What is the number of lines in these records with "assertEquals" in them? Answer with that number only.

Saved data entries

↓↓↓

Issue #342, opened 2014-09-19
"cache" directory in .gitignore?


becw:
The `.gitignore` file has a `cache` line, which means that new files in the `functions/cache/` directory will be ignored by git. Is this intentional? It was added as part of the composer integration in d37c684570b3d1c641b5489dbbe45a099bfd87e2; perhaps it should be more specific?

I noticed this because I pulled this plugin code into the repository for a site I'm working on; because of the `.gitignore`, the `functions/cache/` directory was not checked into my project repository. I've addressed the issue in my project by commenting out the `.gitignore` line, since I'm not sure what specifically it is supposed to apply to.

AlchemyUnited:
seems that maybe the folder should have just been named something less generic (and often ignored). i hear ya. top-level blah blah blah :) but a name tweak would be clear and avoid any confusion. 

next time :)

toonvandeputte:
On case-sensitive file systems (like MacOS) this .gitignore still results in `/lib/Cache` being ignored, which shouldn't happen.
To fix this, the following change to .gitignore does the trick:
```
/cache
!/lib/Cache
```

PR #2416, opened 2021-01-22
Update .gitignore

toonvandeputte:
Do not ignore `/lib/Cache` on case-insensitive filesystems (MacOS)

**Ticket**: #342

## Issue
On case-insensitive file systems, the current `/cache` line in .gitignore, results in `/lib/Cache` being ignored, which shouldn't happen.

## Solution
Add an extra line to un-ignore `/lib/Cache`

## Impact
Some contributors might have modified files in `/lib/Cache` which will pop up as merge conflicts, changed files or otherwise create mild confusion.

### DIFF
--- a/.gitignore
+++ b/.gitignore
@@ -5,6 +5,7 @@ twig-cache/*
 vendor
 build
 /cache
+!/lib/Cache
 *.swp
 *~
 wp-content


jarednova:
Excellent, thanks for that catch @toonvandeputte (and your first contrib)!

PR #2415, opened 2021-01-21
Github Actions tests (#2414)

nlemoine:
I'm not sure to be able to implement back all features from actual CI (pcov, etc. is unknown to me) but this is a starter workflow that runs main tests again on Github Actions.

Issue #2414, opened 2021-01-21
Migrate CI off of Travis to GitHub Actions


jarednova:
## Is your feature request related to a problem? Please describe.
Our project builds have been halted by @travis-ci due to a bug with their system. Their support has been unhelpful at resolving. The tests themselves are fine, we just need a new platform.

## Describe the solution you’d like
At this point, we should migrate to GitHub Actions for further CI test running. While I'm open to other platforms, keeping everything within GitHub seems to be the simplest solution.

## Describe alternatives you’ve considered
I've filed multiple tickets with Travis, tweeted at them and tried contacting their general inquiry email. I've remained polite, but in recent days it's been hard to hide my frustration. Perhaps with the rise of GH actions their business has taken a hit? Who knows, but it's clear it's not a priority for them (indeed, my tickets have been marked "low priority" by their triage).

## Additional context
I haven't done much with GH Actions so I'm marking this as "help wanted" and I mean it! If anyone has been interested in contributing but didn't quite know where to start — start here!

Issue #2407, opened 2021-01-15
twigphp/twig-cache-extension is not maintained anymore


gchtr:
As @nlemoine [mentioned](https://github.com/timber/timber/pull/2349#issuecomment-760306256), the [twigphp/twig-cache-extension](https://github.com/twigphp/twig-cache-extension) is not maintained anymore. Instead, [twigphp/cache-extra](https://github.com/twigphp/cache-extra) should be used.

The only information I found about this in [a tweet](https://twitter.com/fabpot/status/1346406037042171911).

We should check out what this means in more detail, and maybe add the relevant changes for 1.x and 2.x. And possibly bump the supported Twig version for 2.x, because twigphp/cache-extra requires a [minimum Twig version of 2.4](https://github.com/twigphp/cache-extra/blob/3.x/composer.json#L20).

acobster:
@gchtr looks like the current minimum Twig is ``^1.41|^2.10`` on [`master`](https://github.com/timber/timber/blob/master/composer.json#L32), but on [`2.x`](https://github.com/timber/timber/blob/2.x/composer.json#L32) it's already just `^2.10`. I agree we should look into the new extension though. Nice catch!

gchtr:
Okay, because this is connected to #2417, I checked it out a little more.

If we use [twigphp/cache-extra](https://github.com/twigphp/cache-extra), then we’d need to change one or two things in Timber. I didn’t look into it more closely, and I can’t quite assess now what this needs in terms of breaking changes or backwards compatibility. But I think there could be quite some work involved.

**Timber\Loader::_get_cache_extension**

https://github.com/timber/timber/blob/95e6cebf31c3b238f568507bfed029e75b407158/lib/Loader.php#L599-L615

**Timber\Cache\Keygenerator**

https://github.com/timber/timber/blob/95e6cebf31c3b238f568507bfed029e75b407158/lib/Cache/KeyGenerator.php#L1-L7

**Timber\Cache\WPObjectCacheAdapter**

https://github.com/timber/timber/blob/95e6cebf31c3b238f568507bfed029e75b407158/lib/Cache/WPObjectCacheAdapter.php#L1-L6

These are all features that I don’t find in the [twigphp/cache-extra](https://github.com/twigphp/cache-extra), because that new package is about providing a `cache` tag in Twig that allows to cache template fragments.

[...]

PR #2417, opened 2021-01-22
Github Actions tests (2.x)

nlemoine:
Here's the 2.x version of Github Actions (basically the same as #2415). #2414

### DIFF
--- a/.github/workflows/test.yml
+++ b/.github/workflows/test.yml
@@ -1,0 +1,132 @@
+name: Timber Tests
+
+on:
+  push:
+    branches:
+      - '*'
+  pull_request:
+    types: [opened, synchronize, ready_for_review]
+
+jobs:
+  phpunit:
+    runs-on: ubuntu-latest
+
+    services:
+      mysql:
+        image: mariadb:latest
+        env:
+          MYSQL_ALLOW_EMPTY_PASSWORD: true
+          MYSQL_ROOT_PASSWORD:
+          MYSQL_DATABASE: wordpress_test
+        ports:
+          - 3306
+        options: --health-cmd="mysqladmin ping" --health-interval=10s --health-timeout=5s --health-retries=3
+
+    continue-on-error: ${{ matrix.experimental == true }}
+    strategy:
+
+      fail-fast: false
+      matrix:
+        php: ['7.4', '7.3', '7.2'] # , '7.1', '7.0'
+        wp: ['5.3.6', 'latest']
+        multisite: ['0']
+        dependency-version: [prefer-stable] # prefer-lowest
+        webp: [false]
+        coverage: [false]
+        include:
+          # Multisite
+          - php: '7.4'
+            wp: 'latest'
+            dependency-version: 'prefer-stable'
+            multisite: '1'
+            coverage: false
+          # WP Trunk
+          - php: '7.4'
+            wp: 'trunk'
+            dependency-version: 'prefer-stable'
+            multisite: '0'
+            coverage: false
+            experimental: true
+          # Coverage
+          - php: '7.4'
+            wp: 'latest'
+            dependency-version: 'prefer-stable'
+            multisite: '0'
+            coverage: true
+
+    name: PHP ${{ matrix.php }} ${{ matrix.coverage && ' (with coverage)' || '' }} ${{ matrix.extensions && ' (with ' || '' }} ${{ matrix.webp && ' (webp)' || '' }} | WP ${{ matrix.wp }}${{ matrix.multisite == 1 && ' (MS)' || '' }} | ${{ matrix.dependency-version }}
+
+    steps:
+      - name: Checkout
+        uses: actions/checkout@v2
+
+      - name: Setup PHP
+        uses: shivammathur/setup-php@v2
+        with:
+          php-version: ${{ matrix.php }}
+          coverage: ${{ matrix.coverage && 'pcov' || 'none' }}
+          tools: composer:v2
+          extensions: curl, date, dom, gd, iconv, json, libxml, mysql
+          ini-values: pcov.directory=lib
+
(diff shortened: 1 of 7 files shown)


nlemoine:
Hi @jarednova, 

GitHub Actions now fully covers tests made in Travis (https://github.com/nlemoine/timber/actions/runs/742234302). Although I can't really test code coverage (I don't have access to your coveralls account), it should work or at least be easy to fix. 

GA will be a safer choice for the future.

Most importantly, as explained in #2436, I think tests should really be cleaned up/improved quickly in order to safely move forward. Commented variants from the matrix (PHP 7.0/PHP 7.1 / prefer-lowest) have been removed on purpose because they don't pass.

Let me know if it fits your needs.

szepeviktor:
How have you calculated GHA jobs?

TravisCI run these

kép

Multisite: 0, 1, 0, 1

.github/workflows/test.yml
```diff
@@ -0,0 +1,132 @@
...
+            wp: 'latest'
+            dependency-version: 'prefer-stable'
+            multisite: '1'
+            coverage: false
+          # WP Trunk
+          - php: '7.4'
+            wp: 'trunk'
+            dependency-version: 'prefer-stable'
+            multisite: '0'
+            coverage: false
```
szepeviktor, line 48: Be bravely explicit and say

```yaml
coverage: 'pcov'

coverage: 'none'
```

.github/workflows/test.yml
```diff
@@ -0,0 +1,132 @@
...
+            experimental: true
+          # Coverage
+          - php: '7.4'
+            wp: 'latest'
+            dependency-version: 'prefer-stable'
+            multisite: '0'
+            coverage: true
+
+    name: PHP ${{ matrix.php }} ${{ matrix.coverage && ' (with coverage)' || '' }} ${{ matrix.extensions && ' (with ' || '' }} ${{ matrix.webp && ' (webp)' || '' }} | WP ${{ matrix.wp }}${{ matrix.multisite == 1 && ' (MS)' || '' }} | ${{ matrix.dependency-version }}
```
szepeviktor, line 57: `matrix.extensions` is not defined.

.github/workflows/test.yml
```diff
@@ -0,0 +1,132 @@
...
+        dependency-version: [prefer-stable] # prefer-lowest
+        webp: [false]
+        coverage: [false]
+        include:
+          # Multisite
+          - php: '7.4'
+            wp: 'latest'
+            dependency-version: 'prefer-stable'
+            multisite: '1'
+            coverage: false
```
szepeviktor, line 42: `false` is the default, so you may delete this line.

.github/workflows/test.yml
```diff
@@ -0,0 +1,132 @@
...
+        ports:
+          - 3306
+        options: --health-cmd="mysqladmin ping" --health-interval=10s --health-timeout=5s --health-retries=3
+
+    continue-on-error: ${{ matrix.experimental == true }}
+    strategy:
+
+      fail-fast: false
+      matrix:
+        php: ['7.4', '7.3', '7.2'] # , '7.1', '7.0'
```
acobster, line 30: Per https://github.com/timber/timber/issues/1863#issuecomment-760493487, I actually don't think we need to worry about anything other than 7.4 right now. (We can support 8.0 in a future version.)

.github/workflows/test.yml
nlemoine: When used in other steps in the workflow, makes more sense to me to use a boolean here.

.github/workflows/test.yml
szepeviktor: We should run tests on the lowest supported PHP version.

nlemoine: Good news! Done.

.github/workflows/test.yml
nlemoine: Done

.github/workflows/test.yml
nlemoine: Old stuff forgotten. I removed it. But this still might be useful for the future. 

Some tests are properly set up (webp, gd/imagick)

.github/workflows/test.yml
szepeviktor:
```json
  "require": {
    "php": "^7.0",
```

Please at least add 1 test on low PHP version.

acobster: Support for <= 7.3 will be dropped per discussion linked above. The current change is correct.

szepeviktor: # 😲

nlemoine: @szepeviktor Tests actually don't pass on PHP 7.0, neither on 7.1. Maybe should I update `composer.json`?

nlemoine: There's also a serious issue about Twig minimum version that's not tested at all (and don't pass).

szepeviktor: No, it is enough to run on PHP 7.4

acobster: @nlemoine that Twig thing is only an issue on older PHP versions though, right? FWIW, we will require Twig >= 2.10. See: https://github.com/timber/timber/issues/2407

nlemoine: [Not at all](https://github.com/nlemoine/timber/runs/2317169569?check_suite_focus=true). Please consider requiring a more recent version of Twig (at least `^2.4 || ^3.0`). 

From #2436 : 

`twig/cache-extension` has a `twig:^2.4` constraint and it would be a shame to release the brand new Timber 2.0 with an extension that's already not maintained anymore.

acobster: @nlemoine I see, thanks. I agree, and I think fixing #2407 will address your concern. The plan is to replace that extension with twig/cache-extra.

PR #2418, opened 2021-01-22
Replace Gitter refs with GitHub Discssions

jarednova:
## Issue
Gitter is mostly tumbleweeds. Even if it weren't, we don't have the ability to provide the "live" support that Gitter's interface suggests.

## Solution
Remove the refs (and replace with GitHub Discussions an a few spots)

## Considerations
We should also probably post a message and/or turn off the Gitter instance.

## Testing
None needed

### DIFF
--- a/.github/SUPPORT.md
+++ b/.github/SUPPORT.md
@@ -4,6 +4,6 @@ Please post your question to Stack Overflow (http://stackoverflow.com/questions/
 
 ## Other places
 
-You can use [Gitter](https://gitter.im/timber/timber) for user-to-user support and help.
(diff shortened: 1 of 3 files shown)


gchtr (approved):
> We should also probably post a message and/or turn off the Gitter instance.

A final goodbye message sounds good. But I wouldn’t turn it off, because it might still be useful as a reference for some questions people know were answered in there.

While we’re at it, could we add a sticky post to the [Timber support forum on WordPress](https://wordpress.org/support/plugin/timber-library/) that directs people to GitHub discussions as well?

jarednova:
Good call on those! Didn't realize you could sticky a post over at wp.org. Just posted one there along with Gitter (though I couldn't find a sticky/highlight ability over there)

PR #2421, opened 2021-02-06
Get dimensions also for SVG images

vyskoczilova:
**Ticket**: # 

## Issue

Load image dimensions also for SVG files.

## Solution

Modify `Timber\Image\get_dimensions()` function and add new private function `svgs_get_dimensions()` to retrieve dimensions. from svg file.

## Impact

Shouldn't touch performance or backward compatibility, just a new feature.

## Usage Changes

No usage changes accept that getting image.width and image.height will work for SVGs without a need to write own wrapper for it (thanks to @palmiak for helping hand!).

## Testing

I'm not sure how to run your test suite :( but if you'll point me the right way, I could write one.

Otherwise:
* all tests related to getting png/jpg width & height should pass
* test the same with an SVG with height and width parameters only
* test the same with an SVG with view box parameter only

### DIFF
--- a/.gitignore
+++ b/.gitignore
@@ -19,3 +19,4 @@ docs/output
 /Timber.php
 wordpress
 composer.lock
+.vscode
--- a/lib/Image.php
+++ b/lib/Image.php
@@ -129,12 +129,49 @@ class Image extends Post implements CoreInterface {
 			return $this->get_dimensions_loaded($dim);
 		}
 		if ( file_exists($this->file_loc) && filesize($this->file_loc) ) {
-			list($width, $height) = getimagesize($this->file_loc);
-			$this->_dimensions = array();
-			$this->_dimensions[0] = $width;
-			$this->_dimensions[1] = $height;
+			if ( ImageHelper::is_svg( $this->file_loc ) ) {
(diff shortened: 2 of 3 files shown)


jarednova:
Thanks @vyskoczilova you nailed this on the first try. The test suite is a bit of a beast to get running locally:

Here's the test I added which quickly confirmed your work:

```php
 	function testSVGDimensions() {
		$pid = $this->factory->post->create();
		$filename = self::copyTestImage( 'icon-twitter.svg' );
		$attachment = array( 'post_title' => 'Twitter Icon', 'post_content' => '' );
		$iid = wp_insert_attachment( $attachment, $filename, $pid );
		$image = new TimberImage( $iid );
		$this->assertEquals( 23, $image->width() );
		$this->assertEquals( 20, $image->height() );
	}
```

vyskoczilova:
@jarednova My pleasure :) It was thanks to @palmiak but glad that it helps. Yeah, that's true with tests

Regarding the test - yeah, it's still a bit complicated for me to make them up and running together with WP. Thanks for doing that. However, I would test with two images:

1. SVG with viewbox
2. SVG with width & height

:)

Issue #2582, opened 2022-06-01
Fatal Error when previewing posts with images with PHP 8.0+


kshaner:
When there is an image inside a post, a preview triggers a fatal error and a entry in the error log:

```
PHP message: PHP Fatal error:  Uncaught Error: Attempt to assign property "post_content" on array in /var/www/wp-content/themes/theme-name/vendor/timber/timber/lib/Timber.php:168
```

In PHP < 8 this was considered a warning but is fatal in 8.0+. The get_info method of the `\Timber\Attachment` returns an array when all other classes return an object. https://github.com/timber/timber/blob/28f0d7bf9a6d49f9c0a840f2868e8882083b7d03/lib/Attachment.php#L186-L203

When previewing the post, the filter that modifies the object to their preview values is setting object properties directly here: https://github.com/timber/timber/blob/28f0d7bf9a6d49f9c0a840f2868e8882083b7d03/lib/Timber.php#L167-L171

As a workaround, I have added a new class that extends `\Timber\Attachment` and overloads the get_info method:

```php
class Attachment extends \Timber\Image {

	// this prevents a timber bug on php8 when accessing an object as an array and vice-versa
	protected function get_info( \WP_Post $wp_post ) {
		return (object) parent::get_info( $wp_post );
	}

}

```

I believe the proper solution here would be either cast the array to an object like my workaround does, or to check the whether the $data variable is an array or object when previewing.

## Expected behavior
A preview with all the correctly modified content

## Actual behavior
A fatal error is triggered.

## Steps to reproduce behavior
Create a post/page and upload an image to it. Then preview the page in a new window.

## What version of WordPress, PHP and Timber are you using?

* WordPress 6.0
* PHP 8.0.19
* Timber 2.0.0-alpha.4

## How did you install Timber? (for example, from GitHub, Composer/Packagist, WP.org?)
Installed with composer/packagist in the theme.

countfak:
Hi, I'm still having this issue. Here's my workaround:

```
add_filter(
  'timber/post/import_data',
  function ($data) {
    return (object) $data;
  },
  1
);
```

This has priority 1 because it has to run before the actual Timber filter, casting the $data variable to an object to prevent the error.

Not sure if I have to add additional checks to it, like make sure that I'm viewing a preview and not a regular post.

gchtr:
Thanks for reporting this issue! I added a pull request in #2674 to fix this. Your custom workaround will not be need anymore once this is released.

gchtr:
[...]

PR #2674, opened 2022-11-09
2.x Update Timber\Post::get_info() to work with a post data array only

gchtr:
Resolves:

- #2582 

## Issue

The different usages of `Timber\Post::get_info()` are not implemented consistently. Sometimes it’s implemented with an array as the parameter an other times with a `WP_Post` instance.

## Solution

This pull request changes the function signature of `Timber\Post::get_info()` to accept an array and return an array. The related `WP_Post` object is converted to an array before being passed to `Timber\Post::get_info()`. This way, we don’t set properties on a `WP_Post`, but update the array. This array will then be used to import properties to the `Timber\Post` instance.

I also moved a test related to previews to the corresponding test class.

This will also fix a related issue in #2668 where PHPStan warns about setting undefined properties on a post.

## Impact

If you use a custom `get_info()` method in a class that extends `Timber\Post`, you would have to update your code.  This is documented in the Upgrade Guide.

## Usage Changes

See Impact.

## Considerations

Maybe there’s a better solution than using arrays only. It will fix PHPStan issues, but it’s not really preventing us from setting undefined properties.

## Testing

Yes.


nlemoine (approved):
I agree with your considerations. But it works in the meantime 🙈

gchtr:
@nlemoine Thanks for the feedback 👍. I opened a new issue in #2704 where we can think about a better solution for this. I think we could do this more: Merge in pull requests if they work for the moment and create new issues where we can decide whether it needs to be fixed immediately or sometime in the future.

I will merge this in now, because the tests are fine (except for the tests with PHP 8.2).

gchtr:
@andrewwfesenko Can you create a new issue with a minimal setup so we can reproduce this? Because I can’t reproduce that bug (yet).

↑↑↑

> [Exercise answer]
2